Both phases were delivered exactly as planned, and the bank regards the transformation as a complete success. In the Enterprise Services program, there were no significant problems on any of the cutovers. For example, the core banking wave—the largest and most complex of the six—was completed more than four hours ahead of schedule, with zero severity-one issues after the cutover weekend. In fact, according to one member of the bank’s IT leadership team, the following day was “the quietest Monday we’d had in months.”
Similarly, after the final technology separation, which marked the conclusion of the Separation program, the bank experienced no severity-one or severity-two issues—a remarkable achievement given the scope and scale of the transformation that the bank had undertaken.
Mark Record, IT & Change Director at The Co-operative Bank during the project, worked side-by-side with the IBM team throughout the Separation program. He comments: “Above all, the project succeeded because we had the right people on the team. Our bank team brought our years of knowledge about our applications and systems, while IBM provided a level of migration expertise that you just can’t find anywhere else. With the right resources in place, we had complete confidence in the result—and even though the project was under huge scrutiny, it was a case of trusting the process and ‘letting the pilots fly the plane’.”

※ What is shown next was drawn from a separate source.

PR #372, opened 2022-05-16
doc: add putting imagePullSecret in the service account

### LINKED ISSUE #363: Pull private bundle images via secrets in the service-account
Rukpak added support for private bundle images in #275 via a `pullSecret` field in the spec of the bundle. If this field is specified, the secret gets referenced in the `spec.ImagePullSecrets` of the underlying unpacker pod that persists the contents of the bundle image.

He adds: “IBM’s migration methodologies are world-class, but even the best methodology can’t solve every problem in a project of this scale. When you hit an issue you can’t solve, you need people who can really get under the skin of a system quickly, and that’s what IBM brought to the table.”
For example, during the Enterprise Services program, the team ran into an application that worked perfectly in the source environment but would not run correctly during bubble testing of a target environment that seemed to have an identical configuration. The assigned IBM Distinguished Engineer reviewed every single application and middleware configuration setting with the relevant teams and worked with IBM product subject-matter experts as well as subject-matter experts from the bank to find the problem: an issue buried deep in the operating system, which, once diagnosed, was easily resolved. As one stakeholder at the bank remarked at the time: “No matter what issue they encounter, this team will always find an answer.”
In total, across both transformation programs, the team succeeded in migrating more than 250 applications running on more than 800 servers. Across the hundreds of technical implementations, the team achieved a 100% success rate and completed the final technology separation with almost zero impact on the business and its customers.
As a result, the bank now has two world-class data centers and a state-of-the-art disaster recovery capability, providing a resilient platform for day-to-day operations and a solid foundation for further digital transformation in the future. Application modernization has reduced the organization’s technical debt, making it easier to be more agile in developing digital services and bringing new products to market.
Andrew Bester, the bank’s Chief Executive Officer, concludes: “The transformation program we’ve delivered with IBM has enabled us to build an independent architecture that empowers us to take control of our IT strategy. As we continue to develop new digital services and move into the cloud, we now have the technological foundation we need to deliver faster, smarter, more convenient banking experiences to hundreds of thousands of retail and business customers across the UK.”